As you know, I'm very sympathetic to your general approach of imposing multi-time boundary conditions on continuous systems in order to explain the emergent discreteness of quantum theory. I'm surprised, though, that this picture didn't encourage you to make a stronger stand on whether "reality" was continuous or discrete at the deepest level. Surely if your overall picture is correct, the only possible interpretation would be that "reality" was deeply continuous, but discreteness emerges on a higher level due to an imposed periodicity. Or did I miss some fundamental discreteness assumption you're making...?

Also, using the word "deterministic" in such a context seems dangerous, 't Hooft notwithstanding. Most people equate that word with "pre-deterministic", where the initial boundary fully determines the subsequent events. But I think you are talking about something quite different -- "determinism" on more of a block universe level. Something to think about.

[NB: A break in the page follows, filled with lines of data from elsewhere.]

Issue #5406, opened 2018-08-06
Unify Desktop build process


maxhora:
Inspired by @jakubgs 

To provide identical application build experience makes sense to create single Makefile to build app for Linux and/or MacOS platforms.

AppImage or .dmg build should happen after single command run, like `make desktop-linux`

It should work with Jenkins as well

PR #5702, opened 2018-08-29
Prettify macOS installation .dmg bundle

### LINKED ISSUE #5423: Refine macos app bundle installation experience

gnl:
Closes #5423. 

## Summary

* Add https://github.com/LinusU/node-appdmg as an optional, macOS specific NPM dependency to create the nicer bundle without affecting the build on non-macOS platforms.

* Rename `StatusIm` to `Status`

* Get bundle skeleton from updated `status-im/StatusAppFiles` repo and point to a specific commit insted of `master` to minimise the risk of future breakage.

## ToDo

Will need a lossless TIFF/PNG Retina and non-Retina background image for this...:

screen shot 2018-08-29 at 22 58 16

...so that it looks somewhat like this...:

https://github.com/LinusU/node-appdmg#json-input

But more status-y. :)

## To Test

Installation, launch, login.


EugeOrtiz:
Designs and specs can be found here >> zpl.io/VknWQKL (Zeplin, permission required)

group 2

maxhora (approved):

vkjr (approved):

jakubgs (approved):
I'm going to approve this but the desktop team really needs to work on automating their build process using something that can by run by a user on their dev machine. If it's just in a `groovy` script/`Jenkisfile` it cannot be.

Also, since when is a shell script file extension a `.bash` instead of `.sh`?

gnl:
@jakubgs 
> I'm going to approve this but the desktop team really needs to work on automating their build process using something that can by run by a user on their dev machine. If it's just in a groovy script/Jenkisfile it cannot be.

Agreed – #5406.

> Also, since when is a shell script file extension a .bash instead of .sh?

Since never, that's just my own thing in order to distinguish between `/bin/sh` and `/bin/bash`. I don't use Bash and rarely write scripts for it so it doesn't quite jump out at me as hard, but I do know it's weird and noone does it, so – fixed.

churik:
@gnl is it expected to have `.background` folder inside mounted disk?
upgr

churik:
As it turned out, I have option "To show hidden files" enabled by default.
Tested: 
- installation
- launching
- log in.
Doesn't affect mobile builds.

Issue #9492, opened 2019-11-19
Userpic (avatar) in group chat is not shown if sender of the message matches with last system message


churik:
# Bug Report

## Problem
If user sends a message just after he was joined to public chat - his userpic is not shown for both messages (system and sent).
So if sender of the message is the same that in last system message - userpic is not shown.

#### Expected behavior
Avatar is shown

#### Actual behavior
<img width="226" alt="photo_2019-11-19 16 08 54 jpeg 2019-11-19 16-09-16" src="https://user-images.githubusercontent.com/4557972/69158601-fd7ffa00-0ae6-11ea-8753-8223e5b06ab5.png">

### Reproduction

- User B: Open Status
- User B: Create group chat with user A
- User A: join the group chat and send a message

### Additional Information

[comment]: # (Please do your best to fill this out.)
- Status version: nightly 18/11/2019
- Operating System: Android, iOS

PR #9498, opened 2019-11-20
[Fixes: #9492] Consider system messages always in their own group

cammellos:
System messages should always display the user picture, and should never
be grouped.

status: ready


flexsurfer:
@cammellos could you please elaborate what is system message ?

cammellos:
https://github.com/status-im/status-react/issues/9492 , when in a group chat you have events we display: `blah has joined ....`

flexsurfer (approved):

vitvly (approved):

PR #9501, opened 2019-11-20
Added waiting for some elements to avoid failures

churik:
Added waiting for the absence or presence of some elements in the screens to avoid failures in:
- test_modify_transaction_fee_values
- test_send_stt_from_wallet
- test_request_public_key_status_test_daap


test/appium/views/home_view.py
```diff
@@ -205,11 +205,10 @@ def open_status_test_dapp(self, allow_all=True):
         dapp_view = self.dapp_tab_button.click()
         dapp_view.open_url(test_dapp_url)
         status_test_dapp = dapp_view.get_status_test_dapp_view()
-        for _ in range(2):
-            if allow_all:
-                status_test_dapp.allow_button.click()
-            else:
-                status_test_dapp.deny_button.click()
+        if allow_all:
```
Serhy, line 208: Why removed 'Allow'/'Deny' click twice here? In simpledapp we allow access to wallet and then with the second window, access to public key

Serhy: Ah I see click_until_absense_of_element does the thing, ok.

Serhy (approved):

PR #9508, opened 2019-11-21
Add SNT/STT to default account settings

### LINKED ISSUE #9493: No SNT by default after multiaccount creation / restoring
# Problem

acolytec3:
fixes #9493 

### Summary

SNT is not shown on Wallet home page as a default.  This was previously the case but probably lost with the change from account to multiaccount.  This adds them back to default account settings so they appear when a new multiaccount is retrieved/created.

### Testing notes
STT will show as a default if testing on Ropsten network

#### Platforms

- Android
- iOS

##### Functional

- wallet / transactions

### Steps to test

-Open Status
- Create/restore a multiaccount
- Tap Wallet home page
- Verify that SNT is displayed beneath ETH by default

status: ready 

Below is from a newly created multiaccount.

Screenshot_20191121-145806

### DIFF
--- a/src/status_im/constants.cljs
+++ b/src/status_im/constants.cljs
@@ -82,7 +82,8 @@
 (def default-multiaccount-settings
   {:web3-opt-in?     true
    :preview-privacy? false
-   :wallet           {:visible-tokens {}}})
+   :wallet           {:visible-tokens {}
+                      :first-login true}})
 
 (def currencies
   {:aed {:id :aed :code "AED" :display-name (i18n/label :t/currency-display-name-aed) :symbol "د.إ"}
--- a/src/status_im/wallet/core.cljs
+++ b/src/status_im/wallet/core.cljs
@@ -220,6 +220,8 @@
   (let [addresses (or addresses (map (comp string/lower-case :address) accounts))
         chain     (ethereum/chain-keyword db)
         assets    (get-in settings [:wallet :visible-tokens chain])
+        first-login?   (get-in settings [:wallet :first-login])
+        SNT            (if first-login? :SNT nil)
         tokens    (->> (tokens/tokens-for all-tokens chain)
                        (remove #(or (:hidden? %)))
                        (reduce (fn [acc {:keys [address symbol]}]
@@ -238,7 +240,7 @@
          (multiaccounts.update/update-settings
           (assoc-in settings
                     [:wallet :visible-tokens chain]
-                    #{})
+                    (merge #{} SNT))
           {}))))))
 
 (fx/defn update-prices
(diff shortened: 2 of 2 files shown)


rachelhamlin (approved):

yenda:
Needs to be tested with a multiaccount that has other tokens as well, because this might break the token discovery

flexsurfer (approved):

acolytec3:
> Needs to be tested with a multiaccount that has other tokens as well, because this might break the token discovery

@yenda Added 3 more tokens, logged out, and logged back in and it seems to work.  Is there another scenario to look at?
Screenshot_20191122-100935

yenda:
@acolytec3 I was talking about restoring a multiaccount that owns different tokens. The correct behavior is that it should find these 3 tokens and display them

acolytec3:
> @acolytec3 I was talking about restoring a multiaccount that owns different tokens. The correct behavior is that it should find these 3 tokens and display them

Got it.  I tried restoring one of my accounts that has other tokens and it did not show them so agree that this does break that.  I'll take a look at the restore account code and see what changes are needed.

acolytec3:
@yenda @flexsurfer I think what's causing it not to pull up the other accounts is the `clean-up-results` method that's part of the get-token-balances flow.  Conceptually, we could do something like inject SNT into that method so it always adds SNT to the set of visible-tokens though that would mean that you could never permanently remove SNT from the Multiaccount view.  Is the idea to only add it as a visible token if there are no others during account creation?

acolytec3:
As I think about it, we could add a "first login" flag that gets set during account recovery and it could be checked by the process that cleans up balances (either before or after the `clean-up-balances` function is called and inject SNT back into the list of visible tokens if not already there on first login.

churik:
@acolytec3 thank you for the contribution!
The issue mentioned by @yenda:
>  was talking about restoring a multiaccount that owns different tokens. The correct behavior is that it should find these 3 tokens and display them

should be fixed.
As for question:
> is the idea to only add it as a visible token if there are no others during account creation?

The idea is to get SNT enabled by default, so:
- if user restores multiaccount with ETH + ZRX + ADX => should be enabled ETH + ZRX + ADX + SNT (0.0) 
- if user creates multiaccount => should be enabled ETH + SNT
- if user restores multiaccount with ETH =>  should be enabled ETH + SNT.

If user wants he should be able to switch off SNT using options > Manage Assests.

Tell me if smth is unclear.

acolytec3:
That makes sense. I think I have an idea how to make it work so will try to get a revised PR submitted this week.

acolytec3:
Apologies for the slow follow-up here.  I will hopefully have an updated PR done in the next day or so.  Worked out most of the bugs in my code this morning and just have to verify that it's working the way it's supposed to.

acolytec3:
@yenda @flexsurfer @churik  I've submitted an updated PR that I believe fixes the issue.  I've tested it with a newly created multiaccount where it  displays SNT .  I don't have any accounts on mainnet that have a balance in other tokens but not SNT so need someone else to test and verify if that works correctly to.

Also...not sure what happened but I think I fat-fingered and closed this PR.  I'll submit a new one since I'm not sure how to re-open this one.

Hope you're enjoying Melbourne!

Ken

    Dear Ken,

    I hope that also this time my explanation can inspire you a new paper as it happened last time for your arXiv:0906.5409.

    The point is that, by constraining a string i a compact (analog) space its frequency spectrum can assume only discrete (digital) value. This is where the quantum discreteness arises - consider for instance the quantization of a particle in a box. You should read carefully the essay.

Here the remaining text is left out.